PROBLEM STATEMENT
Please copy every line with the string "also" from the entries below.

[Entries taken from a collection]
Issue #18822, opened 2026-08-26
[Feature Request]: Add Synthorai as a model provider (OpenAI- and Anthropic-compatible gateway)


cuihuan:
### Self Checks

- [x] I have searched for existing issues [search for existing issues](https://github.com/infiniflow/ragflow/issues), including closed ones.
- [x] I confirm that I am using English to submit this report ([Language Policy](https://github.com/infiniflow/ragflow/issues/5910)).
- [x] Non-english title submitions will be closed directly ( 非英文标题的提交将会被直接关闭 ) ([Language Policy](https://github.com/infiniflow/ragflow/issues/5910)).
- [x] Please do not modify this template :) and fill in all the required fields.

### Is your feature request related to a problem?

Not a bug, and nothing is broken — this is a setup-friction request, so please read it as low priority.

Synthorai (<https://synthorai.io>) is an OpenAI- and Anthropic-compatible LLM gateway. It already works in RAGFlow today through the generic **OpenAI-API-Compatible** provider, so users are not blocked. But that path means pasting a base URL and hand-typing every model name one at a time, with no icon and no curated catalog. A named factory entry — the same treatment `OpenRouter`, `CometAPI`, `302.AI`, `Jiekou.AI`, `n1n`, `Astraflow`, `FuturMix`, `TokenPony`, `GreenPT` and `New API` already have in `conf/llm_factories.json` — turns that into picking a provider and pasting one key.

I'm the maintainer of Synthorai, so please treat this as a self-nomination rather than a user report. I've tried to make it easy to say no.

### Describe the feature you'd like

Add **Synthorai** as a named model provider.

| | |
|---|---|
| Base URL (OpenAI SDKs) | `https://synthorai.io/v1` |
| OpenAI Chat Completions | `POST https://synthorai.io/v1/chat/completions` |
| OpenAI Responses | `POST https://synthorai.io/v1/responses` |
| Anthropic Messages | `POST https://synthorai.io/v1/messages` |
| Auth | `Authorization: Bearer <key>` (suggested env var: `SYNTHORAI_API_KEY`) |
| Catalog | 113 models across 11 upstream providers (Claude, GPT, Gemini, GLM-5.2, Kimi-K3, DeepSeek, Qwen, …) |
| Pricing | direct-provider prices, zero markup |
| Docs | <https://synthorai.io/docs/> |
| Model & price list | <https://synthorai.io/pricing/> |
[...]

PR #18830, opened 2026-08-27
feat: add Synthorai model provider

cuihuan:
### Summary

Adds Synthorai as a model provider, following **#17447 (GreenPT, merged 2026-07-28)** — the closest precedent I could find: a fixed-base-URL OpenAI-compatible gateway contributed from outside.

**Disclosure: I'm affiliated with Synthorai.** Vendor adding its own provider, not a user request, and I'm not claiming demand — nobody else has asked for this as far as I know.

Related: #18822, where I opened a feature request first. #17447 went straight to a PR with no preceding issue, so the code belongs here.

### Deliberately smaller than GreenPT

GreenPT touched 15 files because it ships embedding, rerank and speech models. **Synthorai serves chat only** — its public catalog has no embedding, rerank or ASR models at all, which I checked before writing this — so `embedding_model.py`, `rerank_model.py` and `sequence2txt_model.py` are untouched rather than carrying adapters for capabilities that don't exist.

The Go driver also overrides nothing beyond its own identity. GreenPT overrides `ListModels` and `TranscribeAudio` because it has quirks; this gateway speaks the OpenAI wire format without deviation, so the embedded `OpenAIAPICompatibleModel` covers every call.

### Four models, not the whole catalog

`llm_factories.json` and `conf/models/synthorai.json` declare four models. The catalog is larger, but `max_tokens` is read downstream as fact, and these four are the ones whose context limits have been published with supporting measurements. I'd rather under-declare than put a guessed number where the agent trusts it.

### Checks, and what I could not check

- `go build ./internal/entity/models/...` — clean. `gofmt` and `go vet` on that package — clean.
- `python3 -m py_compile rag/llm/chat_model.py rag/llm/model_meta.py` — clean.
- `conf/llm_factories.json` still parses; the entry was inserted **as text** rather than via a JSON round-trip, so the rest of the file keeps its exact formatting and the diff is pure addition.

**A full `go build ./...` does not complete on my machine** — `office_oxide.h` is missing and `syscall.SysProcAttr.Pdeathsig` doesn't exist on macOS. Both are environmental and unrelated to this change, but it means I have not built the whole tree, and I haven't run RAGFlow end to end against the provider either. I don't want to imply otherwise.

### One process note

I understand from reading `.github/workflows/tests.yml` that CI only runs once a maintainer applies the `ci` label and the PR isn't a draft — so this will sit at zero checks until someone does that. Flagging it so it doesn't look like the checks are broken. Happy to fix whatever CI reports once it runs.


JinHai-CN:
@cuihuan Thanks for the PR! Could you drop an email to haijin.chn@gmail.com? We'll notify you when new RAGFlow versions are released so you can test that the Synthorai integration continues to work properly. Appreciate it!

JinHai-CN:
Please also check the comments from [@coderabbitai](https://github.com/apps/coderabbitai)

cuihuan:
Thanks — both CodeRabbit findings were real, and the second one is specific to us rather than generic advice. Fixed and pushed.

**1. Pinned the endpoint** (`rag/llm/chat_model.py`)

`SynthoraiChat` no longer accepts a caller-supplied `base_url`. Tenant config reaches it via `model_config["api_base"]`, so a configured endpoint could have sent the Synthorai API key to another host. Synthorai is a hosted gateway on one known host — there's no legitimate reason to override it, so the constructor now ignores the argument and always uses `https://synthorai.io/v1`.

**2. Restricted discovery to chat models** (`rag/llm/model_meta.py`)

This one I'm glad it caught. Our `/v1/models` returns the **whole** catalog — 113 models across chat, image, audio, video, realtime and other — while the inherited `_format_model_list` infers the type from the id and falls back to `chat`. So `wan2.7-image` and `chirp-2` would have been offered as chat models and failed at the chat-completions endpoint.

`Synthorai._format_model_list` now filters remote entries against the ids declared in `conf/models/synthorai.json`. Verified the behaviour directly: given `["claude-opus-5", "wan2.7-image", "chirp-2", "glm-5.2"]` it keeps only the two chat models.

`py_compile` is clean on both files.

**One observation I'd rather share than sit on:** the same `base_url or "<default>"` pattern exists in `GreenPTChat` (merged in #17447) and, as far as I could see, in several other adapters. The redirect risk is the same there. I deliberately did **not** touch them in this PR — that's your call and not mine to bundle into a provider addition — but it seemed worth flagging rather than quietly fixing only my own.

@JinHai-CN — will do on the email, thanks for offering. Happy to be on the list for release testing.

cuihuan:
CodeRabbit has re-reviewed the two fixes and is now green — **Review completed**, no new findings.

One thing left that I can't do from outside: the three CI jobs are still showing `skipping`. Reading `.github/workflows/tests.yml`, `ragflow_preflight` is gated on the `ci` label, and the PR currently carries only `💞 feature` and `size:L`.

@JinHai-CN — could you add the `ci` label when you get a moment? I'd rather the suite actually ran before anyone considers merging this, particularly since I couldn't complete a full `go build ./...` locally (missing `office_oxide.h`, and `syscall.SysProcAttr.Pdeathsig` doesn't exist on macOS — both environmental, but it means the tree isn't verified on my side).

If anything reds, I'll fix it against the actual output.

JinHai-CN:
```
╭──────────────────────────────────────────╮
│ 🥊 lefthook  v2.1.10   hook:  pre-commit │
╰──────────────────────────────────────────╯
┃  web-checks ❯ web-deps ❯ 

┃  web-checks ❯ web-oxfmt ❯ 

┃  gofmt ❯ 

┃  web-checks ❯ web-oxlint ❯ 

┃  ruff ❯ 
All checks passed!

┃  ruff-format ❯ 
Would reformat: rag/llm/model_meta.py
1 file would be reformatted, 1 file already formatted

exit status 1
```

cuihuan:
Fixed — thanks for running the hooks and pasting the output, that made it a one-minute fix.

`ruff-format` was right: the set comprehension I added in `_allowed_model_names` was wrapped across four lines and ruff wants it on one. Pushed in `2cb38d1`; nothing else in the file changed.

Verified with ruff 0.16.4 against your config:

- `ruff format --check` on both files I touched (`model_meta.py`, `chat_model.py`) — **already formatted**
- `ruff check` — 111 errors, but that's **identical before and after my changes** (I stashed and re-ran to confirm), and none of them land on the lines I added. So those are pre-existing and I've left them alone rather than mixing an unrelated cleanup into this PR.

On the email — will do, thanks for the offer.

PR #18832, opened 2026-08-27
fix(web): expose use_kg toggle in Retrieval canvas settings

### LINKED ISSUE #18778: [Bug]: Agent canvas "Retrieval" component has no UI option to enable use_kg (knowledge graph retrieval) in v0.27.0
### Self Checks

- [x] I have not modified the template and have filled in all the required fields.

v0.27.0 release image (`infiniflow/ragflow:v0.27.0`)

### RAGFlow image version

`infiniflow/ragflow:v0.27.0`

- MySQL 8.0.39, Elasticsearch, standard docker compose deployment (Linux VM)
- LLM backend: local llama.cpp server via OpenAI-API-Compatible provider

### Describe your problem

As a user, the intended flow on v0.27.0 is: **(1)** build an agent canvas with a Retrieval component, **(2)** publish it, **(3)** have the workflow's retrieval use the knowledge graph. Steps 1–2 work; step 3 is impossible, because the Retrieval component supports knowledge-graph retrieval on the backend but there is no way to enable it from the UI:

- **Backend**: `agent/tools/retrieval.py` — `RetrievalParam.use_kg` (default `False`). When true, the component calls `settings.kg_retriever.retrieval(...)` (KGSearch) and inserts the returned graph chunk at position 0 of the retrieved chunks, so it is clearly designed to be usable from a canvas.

TASK RESULT
The Go driver also overrides nothing beyond its own identity. GreenPT overrides `ListModels` and `TranscribeAudio` because it has quirks; this gateway speaks the OpenAI wire format without deviation, so the embedded `OpenAIAPICompatibleModel` covers every call.
Please also check the comments from [@coderabbitai](https://github.com/apps/coderabbitai)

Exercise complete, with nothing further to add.